As shown, the final result would cause the valve to kick open, and then back quite sharply, and this would then be followed by the normal integral response. This is not a desirable response in most processes. To understand this, we must look at the average process where PID controllers are employed. The vast majority of controllers are used in continuous-type process plants typified by petrochemical, chemical, paper and similar. Generally, these plants have multiple processes where one process feeds the next, and so on, down the line. These plants are often complex and difficult to start up.

Once up and running, the objective is to try and optimise them for maximum productivity, and then to keep them running in this state as smoothly as possible and for as long as possible. If a valve, particularly near the beginning of the plant, were to react as seen in Figure 1 when running in steady state, then it is highly possible that everything downstream would react to the kick and cause considerable disruption to production, even to the extent of causing a trip.

This gives rise to the popular belief that controllers are better detuned in continuous process plants to prevent ‘bumps’. Many people are very unclear on this point.

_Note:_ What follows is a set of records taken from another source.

PR #1873, opened 2016-10-19
Use doctr for dev docs

gforsyth:
Uses [doctr](https://github.com/drdoctr/doctr) to build and deploy docs after each PR is merged to `xonsh.github.io/dev`.

Adds in an encrypted deploy key to the `.travis.yml` and also adds `doctr` as a requirement for the `BUILD_DOCS` env.  

For the moment, this is just for dev docs -- note that we won't actually know if it works completely until the PR is merged, since documents aren't deployed otherwise.  
If everything goes as planned, I can add in some logic to also deploy release docs when there's a release tag added, but that can come later.

Also to do: add a link to the dev docs on the main `xon.sh` page (or have a menu for different version of the docs?)


news/doctr.rst
```diff
@@ -1,6 +1,6 @@
 **Added:**
 
-* Use `doctr` to deploy dev docs to github pages
+* Use ``doctr`` to deploy dev docs to github pages
```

The author, when about to optimise a loop, has frequently been told that the loop is critical to the plant performance and needs to really perform well, but on the other hand it must not be tuned so fast as to cause a downstream disturbance (talk about diametrically opposed requirements).

In practice, we do find that the vast majority of loops in such plants are completely and utterly detuned. However, when we go into these plants we get told, “Our controls are great. 99% of our controllers are in automatic and if you look at the trends, you will find they are all running at setpoint.” What actually occurs under steady-state conditions is that, generally, no changes are occurring for the vast majority of time, therefore the controllers are not doing anything. Particularly on self-regulating processes, if you tune a controller (however slowly), and put in some gain and a little integral, it will eventually get itself to setpoint.

This all sounds reasonable. So why do we even bother putting in controllers? David Ender of Techmation in the USA, who is a world leading expert in loop optimisation, has defined the purpose of the regulatory control system as “minimising control variance at all stages of production”. Control variance may be thought of, very roughly, as total integrated control error.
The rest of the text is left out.